◆ Brief: Below is a listing from which only part is wanted; return exactly the lines from the one with "PR #488, opened 2022-03-15" up to and including the one with "Will be nice".

◆ Provided information:

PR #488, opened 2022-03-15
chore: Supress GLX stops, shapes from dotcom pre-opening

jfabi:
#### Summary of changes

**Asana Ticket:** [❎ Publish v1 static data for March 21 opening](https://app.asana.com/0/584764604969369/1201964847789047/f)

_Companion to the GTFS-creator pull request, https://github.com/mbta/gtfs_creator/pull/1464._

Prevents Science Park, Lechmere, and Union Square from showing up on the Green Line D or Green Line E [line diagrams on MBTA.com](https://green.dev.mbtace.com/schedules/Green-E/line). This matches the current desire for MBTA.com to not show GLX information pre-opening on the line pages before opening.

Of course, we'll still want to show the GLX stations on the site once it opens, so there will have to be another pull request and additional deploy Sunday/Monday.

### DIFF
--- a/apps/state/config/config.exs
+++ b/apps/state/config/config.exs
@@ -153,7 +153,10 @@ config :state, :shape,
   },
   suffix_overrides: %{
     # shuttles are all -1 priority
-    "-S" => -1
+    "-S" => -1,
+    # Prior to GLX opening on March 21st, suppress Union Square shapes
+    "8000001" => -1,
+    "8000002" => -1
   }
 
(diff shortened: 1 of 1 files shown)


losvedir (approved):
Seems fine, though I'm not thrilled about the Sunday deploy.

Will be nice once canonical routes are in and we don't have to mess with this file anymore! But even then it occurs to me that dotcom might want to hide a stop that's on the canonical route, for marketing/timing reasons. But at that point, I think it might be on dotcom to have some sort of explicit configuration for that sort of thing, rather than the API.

==

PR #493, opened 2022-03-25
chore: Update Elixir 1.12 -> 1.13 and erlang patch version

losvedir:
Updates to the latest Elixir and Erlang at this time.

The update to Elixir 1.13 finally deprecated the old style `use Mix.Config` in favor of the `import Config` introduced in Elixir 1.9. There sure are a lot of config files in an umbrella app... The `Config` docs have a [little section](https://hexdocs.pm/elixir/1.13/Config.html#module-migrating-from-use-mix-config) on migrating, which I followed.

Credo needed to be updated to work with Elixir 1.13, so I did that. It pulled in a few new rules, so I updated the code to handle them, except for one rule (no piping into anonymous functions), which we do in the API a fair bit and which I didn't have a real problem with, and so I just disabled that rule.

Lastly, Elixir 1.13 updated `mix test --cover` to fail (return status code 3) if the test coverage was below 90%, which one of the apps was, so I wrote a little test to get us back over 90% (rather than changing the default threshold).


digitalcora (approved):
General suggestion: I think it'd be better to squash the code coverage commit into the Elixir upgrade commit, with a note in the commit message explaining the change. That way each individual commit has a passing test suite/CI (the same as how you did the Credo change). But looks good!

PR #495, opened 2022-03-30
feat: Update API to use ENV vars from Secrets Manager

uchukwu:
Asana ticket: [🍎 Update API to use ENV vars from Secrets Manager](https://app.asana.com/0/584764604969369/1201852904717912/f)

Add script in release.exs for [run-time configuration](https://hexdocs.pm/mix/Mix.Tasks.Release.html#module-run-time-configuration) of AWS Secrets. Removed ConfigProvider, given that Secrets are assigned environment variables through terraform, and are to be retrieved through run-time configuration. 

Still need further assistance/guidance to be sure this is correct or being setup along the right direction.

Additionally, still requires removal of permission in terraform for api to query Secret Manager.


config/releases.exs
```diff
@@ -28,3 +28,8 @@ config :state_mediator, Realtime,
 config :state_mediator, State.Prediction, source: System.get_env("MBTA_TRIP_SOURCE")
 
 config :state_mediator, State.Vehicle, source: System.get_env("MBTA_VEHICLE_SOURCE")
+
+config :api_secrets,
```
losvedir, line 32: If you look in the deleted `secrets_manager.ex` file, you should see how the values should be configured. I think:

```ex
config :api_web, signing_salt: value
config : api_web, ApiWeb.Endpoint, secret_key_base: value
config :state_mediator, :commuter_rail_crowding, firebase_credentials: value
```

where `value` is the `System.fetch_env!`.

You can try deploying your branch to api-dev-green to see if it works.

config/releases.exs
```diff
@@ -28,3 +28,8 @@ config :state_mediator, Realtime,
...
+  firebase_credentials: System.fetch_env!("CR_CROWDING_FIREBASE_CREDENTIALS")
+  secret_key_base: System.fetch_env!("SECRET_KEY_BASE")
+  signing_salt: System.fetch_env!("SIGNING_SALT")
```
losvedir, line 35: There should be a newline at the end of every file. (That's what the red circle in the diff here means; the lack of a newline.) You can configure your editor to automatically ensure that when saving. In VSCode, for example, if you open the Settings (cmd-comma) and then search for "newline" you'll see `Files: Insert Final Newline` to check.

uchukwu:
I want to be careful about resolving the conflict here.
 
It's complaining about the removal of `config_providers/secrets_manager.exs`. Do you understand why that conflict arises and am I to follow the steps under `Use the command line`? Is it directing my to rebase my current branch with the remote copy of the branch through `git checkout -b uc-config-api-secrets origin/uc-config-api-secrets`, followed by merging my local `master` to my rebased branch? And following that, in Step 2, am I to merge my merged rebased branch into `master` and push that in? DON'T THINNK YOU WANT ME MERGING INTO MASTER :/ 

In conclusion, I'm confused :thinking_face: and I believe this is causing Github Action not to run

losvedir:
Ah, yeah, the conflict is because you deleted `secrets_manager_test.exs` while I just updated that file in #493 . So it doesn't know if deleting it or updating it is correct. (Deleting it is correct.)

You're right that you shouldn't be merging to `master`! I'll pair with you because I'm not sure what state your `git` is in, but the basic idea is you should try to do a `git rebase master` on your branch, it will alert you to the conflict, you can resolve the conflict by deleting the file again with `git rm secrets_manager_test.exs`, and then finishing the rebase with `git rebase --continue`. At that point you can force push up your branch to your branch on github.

◆ Result:
PR #488, opened 2022-03-15
chore: Supress GLX stops, shapes from dotcom pre-opening

jfabi:
#### Summary of changes

**Asana Ticket:** [❎ Publish v1 static data for March 21 opening](https://app.asana.com/0/584764604969369/1201964847789047/f)

_Companion to the GTFS-creator pull request, https://github.com/mbta/gtfs_creator/pull/1464._

Prevents Science Park, Lechmere, and Union Square from showing up on the Green Line D or Green Line E [line diagrams on MBTA.com](https://green.dev.mbtace.com/schedules/Green-E/line). This matches the current desire for MBTA.com to not show GLX information pre-opening on the line pages before opening.

Of course, we'll still want to show the GLX stations on the site once it opens, so there will have to be another pull request and additional deploy Sunday/Monday.

### DIFF
--- a/apps/state/config/config.exs
+++ b/apps/state/config/config.exs
@@ -153,7 +153,10 @@ config :state, :shape,
   },
   suffix_overrides: %{
     # shuttles are all -1 priority
-    "-S" => -1
+    "-S" => -1,
+    # Prior to GLX opening on March 21st, suppress Union Square shapes
+    "8000001" => -1,
+    "8000002" => -1
   }
 
(diff shortened: 1 of 1 files shown)


losvedir (approved):
Seems fine, though I'm not thrilled about the Sunday deploy.

Will be nice once canonical routes are in and we don't have to mess with this file anymore! But even then it occurs to me that dotcom might want to hide a stop that's on the canonical route, for marketing/timing reasons. But at that point, I think it might be on dotcom to have some sort of explicit configuration for that sort of thing, rather than the API.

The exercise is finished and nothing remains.